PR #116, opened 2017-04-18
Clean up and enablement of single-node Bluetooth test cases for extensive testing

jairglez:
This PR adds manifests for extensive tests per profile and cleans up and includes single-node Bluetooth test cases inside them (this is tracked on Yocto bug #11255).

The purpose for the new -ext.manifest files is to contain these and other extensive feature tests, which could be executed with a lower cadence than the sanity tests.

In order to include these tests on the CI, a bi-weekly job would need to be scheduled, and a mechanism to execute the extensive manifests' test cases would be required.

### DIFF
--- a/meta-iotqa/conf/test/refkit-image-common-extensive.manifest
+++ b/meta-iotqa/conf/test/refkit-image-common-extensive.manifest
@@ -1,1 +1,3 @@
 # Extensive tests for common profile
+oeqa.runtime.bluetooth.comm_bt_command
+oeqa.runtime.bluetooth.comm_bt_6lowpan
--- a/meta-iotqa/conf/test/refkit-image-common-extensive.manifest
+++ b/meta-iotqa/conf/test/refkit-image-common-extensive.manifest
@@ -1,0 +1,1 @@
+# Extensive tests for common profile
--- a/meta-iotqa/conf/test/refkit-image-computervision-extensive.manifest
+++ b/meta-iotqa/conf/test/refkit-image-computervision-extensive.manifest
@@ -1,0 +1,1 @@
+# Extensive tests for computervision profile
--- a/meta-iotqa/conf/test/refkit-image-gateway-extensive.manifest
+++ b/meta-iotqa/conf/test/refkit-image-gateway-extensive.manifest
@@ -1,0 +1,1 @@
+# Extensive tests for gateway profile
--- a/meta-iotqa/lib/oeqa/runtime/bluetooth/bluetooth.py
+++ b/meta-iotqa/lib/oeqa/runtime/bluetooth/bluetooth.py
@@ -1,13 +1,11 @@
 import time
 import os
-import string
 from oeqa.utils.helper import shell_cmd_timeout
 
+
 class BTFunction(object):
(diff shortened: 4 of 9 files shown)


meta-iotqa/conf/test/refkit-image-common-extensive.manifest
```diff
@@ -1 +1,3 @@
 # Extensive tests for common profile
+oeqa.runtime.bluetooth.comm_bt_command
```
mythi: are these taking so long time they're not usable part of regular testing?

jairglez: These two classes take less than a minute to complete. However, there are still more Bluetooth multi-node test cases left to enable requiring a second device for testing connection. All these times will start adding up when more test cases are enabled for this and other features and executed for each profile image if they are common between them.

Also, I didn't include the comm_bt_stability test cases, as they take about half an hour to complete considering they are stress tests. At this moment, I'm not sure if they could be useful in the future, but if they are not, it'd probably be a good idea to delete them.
• • •
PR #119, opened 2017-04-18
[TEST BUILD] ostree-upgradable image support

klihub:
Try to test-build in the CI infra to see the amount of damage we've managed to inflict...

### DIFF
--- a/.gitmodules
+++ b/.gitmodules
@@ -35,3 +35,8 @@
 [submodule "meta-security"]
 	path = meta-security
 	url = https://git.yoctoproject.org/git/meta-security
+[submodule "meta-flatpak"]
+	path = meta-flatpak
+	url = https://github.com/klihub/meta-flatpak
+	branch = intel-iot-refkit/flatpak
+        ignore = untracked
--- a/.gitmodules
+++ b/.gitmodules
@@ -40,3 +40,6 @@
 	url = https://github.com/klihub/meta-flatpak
• • •
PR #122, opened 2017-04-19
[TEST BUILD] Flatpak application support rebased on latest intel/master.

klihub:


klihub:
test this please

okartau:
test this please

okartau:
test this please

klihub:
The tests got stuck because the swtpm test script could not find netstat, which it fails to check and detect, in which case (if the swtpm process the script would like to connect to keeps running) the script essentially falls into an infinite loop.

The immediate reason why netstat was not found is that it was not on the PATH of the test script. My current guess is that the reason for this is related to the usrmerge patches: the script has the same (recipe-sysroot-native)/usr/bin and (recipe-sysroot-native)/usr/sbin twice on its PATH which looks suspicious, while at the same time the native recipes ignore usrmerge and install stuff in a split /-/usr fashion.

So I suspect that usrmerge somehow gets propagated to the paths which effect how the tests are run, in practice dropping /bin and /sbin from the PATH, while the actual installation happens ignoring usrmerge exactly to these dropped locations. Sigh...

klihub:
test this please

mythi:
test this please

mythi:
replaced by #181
• • •
Directions for this task – Show the lines of the data that hold the word "github".

Worked solution –
+	url = https://github.com/klihub/meta-flatpak
 	url = https://github.com/klihub/meta-flatpak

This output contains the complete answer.